▶ EXERCISE: Restate word for word the lines of the records below, starting at the line that contains "Issue #110, opened 2018-10-28" and ending at the line that contains "I got some trouble", with both of those lines included and nothing else.

▶ AVAILABLE DATA:

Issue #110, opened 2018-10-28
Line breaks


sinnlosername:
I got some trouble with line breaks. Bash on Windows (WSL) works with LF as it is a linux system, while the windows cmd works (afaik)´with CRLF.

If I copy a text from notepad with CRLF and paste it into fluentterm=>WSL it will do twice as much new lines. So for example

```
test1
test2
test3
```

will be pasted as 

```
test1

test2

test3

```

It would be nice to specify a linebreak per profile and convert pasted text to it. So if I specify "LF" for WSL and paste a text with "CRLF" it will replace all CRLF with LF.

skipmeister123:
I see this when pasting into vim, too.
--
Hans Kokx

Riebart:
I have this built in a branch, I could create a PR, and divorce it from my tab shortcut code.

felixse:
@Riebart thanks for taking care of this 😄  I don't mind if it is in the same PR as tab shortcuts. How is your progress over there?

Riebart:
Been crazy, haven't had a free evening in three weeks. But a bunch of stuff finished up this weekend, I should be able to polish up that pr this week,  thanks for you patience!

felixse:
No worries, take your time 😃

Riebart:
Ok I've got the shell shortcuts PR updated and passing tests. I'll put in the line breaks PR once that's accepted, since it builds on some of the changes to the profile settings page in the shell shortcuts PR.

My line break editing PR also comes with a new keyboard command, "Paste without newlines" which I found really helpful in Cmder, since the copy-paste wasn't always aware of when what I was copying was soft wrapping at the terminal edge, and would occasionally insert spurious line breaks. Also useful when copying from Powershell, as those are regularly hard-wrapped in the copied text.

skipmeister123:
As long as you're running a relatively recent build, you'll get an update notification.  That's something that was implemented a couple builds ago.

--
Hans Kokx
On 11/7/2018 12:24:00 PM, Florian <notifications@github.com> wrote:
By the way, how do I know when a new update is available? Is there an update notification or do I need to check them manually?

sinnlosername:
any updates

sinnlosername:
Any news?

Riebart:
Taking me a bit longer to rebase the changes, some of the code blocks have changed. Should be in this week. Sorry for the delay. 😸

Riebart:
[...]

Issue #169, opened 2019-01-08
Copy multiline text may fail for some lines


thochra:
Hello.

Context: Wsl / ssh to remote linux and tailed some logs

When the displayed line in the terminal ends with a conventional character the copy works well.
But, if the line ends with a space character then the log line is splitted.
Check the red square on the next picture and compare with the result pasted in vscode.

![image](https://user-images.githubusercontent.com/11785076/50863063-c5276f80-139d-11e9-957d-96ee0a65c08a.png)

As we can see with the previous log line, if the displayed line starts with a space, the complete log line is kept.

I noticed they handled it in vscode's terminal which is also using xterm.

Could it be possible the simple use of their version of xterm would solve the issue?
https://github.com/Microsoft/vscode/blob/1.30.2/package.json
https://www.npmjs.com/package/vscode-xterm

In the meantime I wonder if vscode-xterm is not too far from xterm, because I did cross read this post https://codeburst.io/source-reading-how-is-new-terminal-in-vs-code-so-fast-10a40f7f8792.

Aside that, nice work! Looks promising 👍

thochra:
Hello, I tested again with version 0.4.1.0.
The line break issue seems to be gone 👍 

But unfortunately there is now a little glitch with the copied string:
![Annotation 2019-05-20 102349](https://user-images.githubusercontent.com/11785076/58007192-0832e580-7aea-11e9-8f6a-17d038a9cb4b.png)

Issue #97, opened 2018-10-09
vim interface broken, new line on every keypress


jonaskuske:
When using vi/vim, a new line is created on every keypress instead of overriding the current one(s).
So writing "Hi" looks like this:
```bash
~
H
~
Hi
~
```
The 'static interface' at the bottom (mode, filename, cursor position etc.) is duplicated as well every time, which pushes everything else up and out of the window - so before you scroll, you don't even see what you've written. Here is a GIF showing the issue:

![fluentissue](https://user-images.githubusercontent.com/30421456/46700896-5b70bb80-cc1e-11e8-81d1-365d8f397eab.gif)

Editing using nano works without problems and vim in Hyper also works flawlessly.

--

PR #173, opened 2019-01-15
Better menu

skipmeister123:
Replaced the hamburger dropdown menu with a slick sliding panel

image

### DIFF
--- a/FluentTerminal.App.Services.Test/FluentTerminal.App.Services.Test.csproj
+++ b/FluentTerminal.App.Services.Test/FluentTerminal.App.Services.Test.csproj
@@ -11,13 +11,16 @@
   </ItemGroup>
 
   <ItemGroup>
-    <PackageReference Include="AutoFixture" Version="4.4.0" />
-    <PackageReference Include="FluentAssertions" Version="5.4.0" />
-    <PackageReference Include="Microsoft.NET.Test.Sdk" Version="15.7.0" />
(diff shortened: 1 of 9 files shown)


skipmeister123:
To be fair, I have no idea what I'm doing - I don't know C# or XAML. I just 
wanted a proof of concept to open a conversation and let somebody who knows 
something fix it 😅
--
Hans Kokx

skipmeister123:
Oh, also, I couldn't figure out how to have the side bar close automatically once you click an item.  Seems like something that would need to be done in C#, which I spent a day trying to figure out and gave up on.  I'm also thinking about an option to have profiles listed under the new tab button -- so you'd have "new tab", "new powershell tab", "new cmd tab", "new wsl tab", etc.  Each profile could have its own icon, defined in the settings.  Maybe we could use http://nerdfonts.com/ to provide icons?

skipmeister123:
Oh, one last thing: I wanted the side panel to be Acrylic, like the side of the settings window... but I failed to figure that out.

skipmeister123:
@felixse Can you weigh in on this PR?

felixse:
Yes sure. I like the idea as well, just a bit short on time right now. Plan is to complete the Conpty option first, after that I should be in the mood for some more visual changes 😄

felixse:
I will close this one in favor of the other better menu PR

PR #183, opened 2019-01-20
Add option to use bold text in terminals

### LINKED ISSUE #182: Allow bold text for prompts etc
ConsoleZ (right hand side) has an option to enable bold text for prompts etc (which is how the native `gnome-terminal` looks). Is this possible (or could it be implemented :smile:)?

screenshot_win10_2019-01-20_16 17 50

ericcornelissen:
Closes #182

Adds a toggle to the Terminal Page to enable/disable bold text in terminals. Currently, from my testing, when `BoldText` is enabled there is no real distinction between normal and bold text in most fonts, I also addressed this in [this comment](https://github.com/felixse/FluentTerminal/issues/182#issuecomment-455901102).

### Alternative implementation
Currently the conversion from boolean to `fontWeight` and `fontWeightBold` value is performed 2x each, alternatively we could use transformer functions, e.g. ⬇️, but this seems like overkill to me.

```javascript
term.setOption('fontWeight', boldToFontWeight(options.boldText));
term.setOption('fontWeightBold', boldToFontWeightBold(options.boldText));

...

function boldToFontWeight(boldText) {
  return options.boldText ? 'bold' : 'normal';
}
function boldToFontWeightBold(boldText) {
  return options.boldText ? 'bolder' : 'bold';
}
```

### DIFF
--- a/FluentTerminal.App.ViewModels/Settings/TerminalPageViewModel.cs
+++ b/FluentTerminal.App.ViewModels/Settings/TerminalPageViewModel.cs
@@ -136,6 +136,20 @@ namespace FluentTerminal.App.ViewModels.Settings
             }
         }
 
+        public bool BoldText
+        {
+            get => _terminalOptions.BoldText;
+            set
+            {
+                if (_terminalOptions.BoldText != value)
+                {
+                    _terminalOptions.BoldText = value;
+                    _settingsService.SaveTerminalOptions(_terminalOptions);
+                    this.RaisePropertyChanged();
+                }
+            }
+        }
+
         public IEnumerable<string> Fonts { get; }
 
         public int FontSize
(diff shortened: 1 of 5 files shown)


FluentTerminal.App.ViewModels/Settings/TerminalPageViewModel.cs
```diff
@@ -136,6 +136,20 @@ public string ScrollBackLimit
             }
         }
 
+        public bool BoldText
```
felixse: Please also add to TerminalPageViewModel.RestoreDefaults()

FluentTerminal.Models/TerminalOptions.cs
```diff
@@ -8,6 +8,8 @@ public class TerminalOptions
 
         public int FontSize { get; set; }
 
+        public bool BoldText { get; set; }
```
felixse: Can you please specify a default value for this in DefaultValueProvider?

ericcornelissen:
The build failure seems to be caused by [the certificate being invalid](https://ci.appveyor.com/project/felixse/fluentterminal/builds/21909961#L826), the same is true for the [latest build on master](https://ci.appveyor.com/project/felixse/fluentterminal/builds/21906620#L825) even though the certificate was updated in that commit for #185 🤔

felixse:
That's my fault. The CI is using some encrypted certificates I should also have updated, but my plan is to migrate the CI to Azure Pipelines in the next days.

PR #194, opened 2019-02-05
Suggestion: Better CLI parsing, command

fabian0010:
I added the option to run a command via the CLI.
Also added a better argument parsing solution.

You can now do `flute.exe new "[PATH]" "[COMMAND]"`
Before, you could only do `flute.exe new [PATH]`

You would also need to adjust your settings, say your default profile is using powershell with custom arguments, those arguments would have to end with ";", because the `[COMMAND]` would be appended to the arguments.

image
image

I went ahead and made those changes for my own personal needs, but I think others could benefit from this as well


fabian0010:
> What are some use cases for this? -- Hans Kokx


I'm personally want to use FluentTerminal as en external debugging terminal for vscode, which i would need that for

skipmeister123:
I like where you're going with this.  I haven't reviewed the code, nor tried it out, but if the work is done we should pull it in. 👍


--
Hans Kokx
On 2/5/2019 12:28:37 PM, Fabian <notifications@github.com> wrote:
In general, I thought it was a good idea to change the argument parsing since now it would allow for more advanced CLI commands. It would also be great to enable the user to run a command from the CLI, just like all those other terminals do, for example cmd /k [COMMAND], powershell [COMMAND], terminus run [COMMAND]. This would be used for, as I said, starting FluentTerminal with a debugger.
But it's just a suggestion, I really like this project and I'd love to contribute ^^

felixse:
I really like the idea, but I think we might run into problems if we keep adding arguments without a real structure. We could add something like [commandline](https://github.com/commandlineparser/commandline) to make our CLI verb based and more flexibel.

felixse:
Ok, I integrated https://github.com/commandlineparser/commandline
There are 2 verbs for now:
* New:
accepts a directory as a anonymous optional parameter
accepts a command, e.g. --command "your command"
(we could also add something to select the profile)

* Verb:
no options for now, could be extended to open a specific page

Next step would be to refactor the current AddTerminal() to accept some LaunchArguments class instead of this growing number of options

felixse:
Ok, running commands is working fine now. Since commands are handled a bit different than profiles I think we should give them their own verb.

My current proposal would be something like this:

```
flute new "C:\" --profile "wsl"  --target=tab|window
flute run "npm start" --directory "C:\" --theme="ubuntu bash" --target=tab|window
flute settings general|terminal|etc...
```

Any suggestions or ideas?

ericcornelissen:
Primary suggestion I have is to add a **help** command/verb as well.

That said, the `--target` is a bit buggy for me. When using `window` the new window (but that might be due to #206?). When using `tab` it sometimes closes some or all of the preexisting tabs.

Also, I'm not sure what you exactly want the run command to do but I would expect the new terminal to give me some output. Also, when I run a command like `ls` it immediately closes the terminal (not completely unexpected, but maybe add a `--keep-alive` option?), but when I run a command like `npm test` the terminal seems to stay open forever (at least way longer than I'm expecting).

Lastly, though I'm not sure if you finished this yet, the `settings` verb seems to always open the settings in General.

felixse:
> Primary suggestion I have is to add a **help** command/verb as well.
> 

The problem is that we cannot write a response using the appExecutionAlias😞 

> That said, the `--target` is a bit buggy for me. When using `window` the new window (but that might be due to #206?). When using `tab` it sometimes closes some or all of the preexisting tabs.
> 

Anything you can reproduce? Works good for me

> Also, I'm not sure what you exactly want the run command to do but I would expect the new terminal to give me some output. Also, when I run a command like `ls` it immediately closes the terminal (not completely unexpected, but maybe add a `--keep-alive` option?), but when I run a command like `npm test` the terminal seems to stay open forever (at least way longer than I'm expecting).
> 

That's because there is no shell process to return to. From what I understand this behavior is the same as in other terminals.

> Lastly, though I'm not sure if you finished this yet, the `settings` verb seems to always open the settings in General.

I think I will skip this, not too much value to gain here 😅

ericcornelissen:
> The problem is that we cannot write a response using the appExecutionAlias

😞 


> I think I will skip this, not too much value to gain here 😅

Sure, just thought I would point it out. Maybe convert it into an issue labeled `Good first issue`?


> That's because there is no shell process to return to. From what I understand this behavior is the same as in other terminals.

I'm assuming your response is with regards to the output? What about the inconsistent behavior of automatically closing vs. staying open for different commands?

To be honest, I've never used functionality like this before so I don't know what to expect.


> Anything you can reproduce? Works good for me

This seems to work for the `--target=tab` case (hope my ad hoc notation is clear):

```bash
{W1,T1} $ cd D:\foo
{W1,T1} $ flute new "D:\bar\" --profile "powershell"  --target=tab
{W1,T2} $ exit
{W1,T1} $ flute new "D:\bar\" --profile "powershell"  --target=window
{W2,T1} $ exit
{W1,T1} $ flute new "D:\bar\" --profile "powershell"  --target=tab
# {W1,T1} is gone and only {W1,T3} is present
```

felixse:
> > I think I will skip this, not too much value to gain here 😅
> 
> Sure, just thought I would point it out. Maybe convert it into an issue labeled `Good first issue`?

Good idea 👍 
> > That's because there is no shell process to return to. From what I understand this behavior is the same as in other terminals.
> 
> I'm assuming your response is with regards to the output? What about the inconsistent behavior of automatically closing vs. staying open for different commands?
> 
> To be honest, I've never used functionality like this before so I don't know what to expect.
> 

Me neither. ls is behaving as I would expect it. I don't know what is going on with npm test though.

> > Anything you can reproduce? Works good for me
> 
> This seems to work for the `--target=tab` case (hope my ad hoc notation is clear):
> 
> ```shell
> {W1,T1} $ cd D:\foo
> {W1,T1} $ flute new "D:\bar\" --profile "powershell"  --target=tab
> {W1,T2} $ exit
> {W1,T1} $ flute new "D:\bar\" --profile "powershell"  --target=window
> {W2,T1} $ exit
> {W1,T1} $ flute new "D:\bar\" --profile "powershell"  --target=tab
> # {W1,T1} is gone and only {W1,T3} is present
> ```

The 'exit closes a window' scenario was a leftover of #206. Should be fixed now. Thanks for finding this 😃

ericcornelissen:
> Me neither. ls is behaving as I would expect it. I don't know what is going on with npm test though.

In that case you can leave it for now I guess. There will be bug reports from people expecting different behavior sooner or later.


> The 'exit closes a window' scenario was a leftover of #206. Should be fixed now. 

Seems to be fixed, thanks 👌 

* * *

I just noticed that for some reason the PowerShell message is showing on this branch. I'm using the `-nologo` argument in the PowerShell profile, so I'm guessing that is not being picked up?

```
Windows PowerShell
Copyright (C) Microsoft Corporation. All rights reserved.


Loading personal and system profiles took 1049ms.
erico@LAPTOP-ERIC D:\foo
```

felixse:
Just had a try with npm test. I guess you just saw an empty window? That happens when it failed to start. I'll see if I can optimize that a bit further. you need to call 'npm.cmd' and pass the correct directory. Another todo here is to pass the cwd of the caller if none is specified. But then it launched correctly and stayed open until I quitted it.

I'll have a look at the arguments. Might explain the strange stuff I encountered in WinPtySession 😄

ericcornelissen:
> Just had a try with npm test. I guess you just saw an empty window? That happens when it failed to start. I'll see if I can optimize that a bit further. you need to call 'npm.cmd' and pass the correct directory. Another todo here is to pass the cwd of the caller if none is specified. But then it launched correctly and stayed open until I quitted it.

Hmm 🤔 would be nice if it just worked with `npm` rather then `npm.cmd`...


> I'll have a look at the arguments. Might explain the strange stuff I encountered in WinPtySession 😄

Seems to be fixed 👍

▶ RESPONSE BELOW:
Issue #110, opened 2018-10-28
Line breaks


sinnlosername:
I got some trouble with line breaks. Bash on Windows (WSL) works with LF as it is a linux system, while the windows cmd works (afaik)´with CRLF.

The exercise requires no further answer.